This exercise calls for printing every record exactly once more.

::::

PR #116, opened 2018-10-08
Fix groupWhile example

Arkham:
Hi there! Just realized there is a small typo in the doc for groupWhile :)


Arkham:
Aha, just saw you added elm-verify in another branch, so this isn't needed anymore!

Chadtech:
Thanks for the PR anyway. Perhaps I should merge that soon to prevent this from happening again.

PR #117, opened 2018-10-20
Tests for maximum by and minimum by

frankschmitt:
I noticed that there were no tests for maximumBy and minimumBy, so I added some simple tests for both of them (in essence, I copied the tests for maximumWith / minimumWith and changed the predicate)


Chadtech:
Thank you!

PR #118, opened 2018-12-03
Add `pairings` function

Janiczek:
```elm
pairings [1,2,3,4]
--> [ (1,2), (1,3), (1,4), (2,3), (2,4), (3,4) ]
```

This is essentially doing the equivalent of the following Python loop:
```python
def pairings(xs):
    return [(xs[i], xs[j]) for i in range(len(xs))
                           for j in range(i+1, len(xs))]
```
It's useful eg. for Advent of Code puzzles, or any occasion where you need to check elements of a list against each other, without duplicates and without checking against self (`(x,x)`).

### DIFF
--- a/src/List/Extra.elm
+++ b/src/List/Extra.elm
@@ -1071,13 +1071,7 @@ cartesianProduct ll =
 (Essentially, enumerate the possible "handshakes.")
 
     pairings [ 1, 2, 3, 4 ]
-    --> [ ( 1, 2 )
-        , ( 1, 3 )
-        , ( 1, 4 )
-        , ( 2, 3 )
-        , ( 2, 4 )
-        , ( 3, 4 )
-        ]
+    --> [ ( 1, 2 ), ( 1, 3 ), ( 1, 4 ), ( 2, 3 ), ( 2, 4 ), ( 3, 4 ) ]
 
 In this example, everybody shakes hands with three other people.
 
--- a/src/List/Extra.elm
+++ b/src/List/Extra.elm
@@ -1,7 +1,7 @@
 
 module List.Extra exposing
     ( last, init, getAt, uncons, unconsLast, maximumBy, maximumWith, minimumBy, minimumWith, andMap, andThen, reverseMap, takeWhile, dropWhile, unique, uniqueBy, allDifferent, allDifferentBy, setIf, setAt, remove, updateIf, updateAt, updateIfIndex, removeAt, removeIfIndex, filterNot, swapAt, stableSortWith
-    , intercalate, transpose, subsequences, permutations, interweave, cartesianProduct
+    , intercalate, transpose, subsequences, permutations, interweave, cartesianProduct, pairings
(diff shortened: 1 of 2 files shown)


Chadtech:
Hey @Janiczek !

This looks good to me. A few points tho:
1. Im guessing you were working on the advent of code challenge, would you mind linking to the problem and your solution that used this function?
1. Would you mind adding a few tests to our test file?
1. Maybe the name could be more specific? Im just worried that this function will get mixed up with other functions that involve lists and pairing and that it seem like "pairings" describes both equally well. Like "zip" is a kind of "pairings" it seems. Some alternative name ideas: `pairOwnMembers`, `everyPairOf`

prikhi:
> Maybe the name could be more specific? Im just worried that this function will get mixed up with other functions that involve lists and pairing and that it seem like "pairings" describes both equally well. Like "zip" is a kind of "pairings" it seems. Some alternative name ideas: pairOwnMembers, everyPairOf

It's called the [Cartesian Product](https://en.wikipedia.org/wiki/Cartesian_product), but that might too mathy.

Maybe `pairPermutations`?

Edit: Nevermind, I would assumed the permutations would include `(2,1)`, not just `(1,2)`.

Janiczek:
@Chadtech 
1. Yes, it was [AoC 2018, problem 3](https://adventofcode.com/2018/day/3). The `pairings` function allows me to simplify the code [in this way](https://github.com/Janiczek/advent-of-code/commit/0b251696d0b0e06070485b3ddd42ae36607a582d).
2. Of course, yes I'll add them. In a moment :)
3. I guess the mathematical name is "combinations without repetition". The usual example is "handshakes". I'm partial to changing the name to `combinations`. What do you think?

Janiczek:
OTOH, this is not the general function for combinations -- it only computes 2-combinations.

Chadtech:
Yeah seems like `combinations` is more general. Im worried that even `pairings` is too general. How would you know from the name that it doesnt include `(1,2)` and `(2,1)` in the output list?

Seems like the most specific name would be `handshakes`. What do you think of that? Im worried about the name and the documentation being too mathematical and people not knowing what a "handshake" is (I didnt, I had to look it up, and while it was straight forward reading about it ideally looking up the term wouldnt be a necessary step).

Chadtech:
`pairsWithoutReptition`?
`uniquePairs`?

pzp1997:
FWIW I am a fan of `handshakes`.

Janiczek:
@Chadtech your `uniquePairs` sound the best to me.

The bit about order not mattering (`(a,b)` being the same as `(b,a)`) would have to be deduced from the documentation and/or the examples, but I think there's only so much meaning you can put into a function name...

Chadtech:
Okay. Lets do `uniquePairs` then? With that change, I'd be happy to merge.

Chadtech:
Perfect! Thanks for your PR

::::

Reply
PR #116, opened 2018-10-08
Fix groupWhile example

Arkham:
Hi there! Just realized there is a small typo in the doc for groupWhile :)


Arkham:
Aha, just saw you added elm-verify in another branch, so this isn't needed anymore!

Chadtech:
Thanks for the PR anyway. Perhaps I should merge that soon to prevent this from happening again.

PR #117, opened 2018-10-20
Tests for maximum by and minimum by

frankschmitt:
I noticed that there were no tests for maximumBy and minimumBy, so I added some simple tests for both of them (in essence, I copied the tests for maximumWith / minimumWith and changed the predicate)


Chadtech:
Thank you!

PR #118, opened 2018-12-03
Add `pairings` function

Janiczek:
```elm
pairings [1,2,3,4]
--> [ (1,2), (1,3), (1,4), (2,3), (2,4), (3,4) ]
```

This is essentially doing the equivalent of the following Python loop:
```python
def pairings(xs):
    return [(xs[i], xs[j]) for i in range(len(xs))
                           for j in range(i+1, len(xs))]
```
It's useful eg. for Advent of Code puzzles, or any occasion where you need to check elements of a list against each other, without duplicates and without checking against self (`(x,x)`).

### DIFF
--- a/src/List/Extra.elm
+++ b/src/List/Extra.elm
@@ -1071,13 +1071,7 @@ cartesianProduct ll =
 (Essentially, enumerate the possible "handshakes.")
 
     pairings [ 1, 2, 3, 4 ]
-    --> [ ( 1, 2 )
-        , ( 1, 3 )
-        , ( 1, 4 )
-        , ( 2, 3 )
-        , ( 2, 4 )
-        , ( 3, 4 )
-        ]
+    --> [ ( 1, 2 ), ( 1, 3 ), ( 1, 4 ), ( 2, 3 ), ( 2, 4 ), ( 3, 4 ) ]
 
 In this example, everybody shakes hands with three other people.
 
--- a/src/List/Extra.elm
+++ b/src/List/Extra.elm
@@ -1,7 +1,7 @@
 
 module List.Extra exposing
     ( last, init, getAt, uncons, unconsLast, maximumBy, maximumWith, minimumBy, minimumWith, andMap, andThen, reverseMap, takeWhile, dropWhile, unique, uniqueBy, allDifferent, allDifferentBy, setIf, setAt, remove, updateIf, updateAt, updateIfIndex, removeAt, removeIfIndex, filterNot, swapAt, stableSortWith
-    , intercalate, transpose, subsequences, permutations, interweave, cartesianProduct
+    , intercalate, transpose, subsequences, permutations, interweave, cartesianProduct, pairings
(diff shortened: 1 of 2 files shown)


Chadtech:
Hey @Janiczek !

This looks good to me. A few points tho:
1. Im guessing you were working on the advent of code challenge, would you mind linking to the problem and your solution that used this function?
1. Would you mind adding a few tests to our test file?
1. Maybe the name could be more specific? Im just worried that this function will get mixed up with other functions that involve lists and pairing and that it seem like "pairings" describes both equally well. Like "zip" is a kind of "pairings" it seems. Some alternative name ideas: `pairOwnMembers`, `everyPairOf`

prikhi:
> Maybe the name could be more specific? Im just worried that this function will get mixed up with other functions that involve lists and pairing and that it seem like "pairings" describes both equally well. Like "zip" is a kind of "pairings" it seems. Some alternative name ideas: pairOwnMembers, everyPairOf

It's called the [Cartesian Product](https://en.wikipedia.org/wiki/Cartesian_product), but that might too mathy.

Maybe `pairPermutations`?

Edit: Nevermind, I would assumed the permutations would include `(2,1)`, not just `(1,2)`.

Janiczek:
@Chadtech 
1. Yes, it was [AoC 2018, problem 3](https://adventofcode.com/2018/day/3). The `pairings` function allows me to simplify the code [in this way](https://github.com/Janiczek/advent-of-code/commit/0b251696d0b0e06070485b3ddd42ae36607a582d).
2. Of course, yes I'll add them. In a moment :)
3. I guess the mathematical name is "combinations without repetition". The usual example is "handshakes". I'm partial to changing the name to `combinations`. What do you think?

Janiczek:
OTOH, this is not the general function for combinations -- it only computes 2-combinations.

Chadtech:
Yeah seems like `combinations` is more general. Im worried that even `pairings` is too general. How would you know from the name that it doesnt include `(1,2)` and `(2,1)` in the output list?

Seems like the most specific name would be `handshakes`. What do you think of that? Im worried about the name and the documentation being too mathematical and people not knowing what a "handshake" is (I didnt, I had to look it up, and while it was straight forward reading about it ideally looking up the term wouldnt be a necessary step).

Chadtech:
`pairsWithoutReptition`?
`uniquePairs`?

pzp1997:
FWIW I am a fan of `handshakes`.

Janiczek:
@Chadtech your `uniquePairs` sound the best to me.

The bit about order not mattering (`(a,b)` being the same as `(b,a)`) would have to be deduced from the documentation and/or the examples, but I think there's only so much meaning you can put into a function name...

Chadtech:
Okay. Lets do `uniquePairs` then? With that change, I'd be happy to merge.

Chadtech:
Perfect! Thanks for your PR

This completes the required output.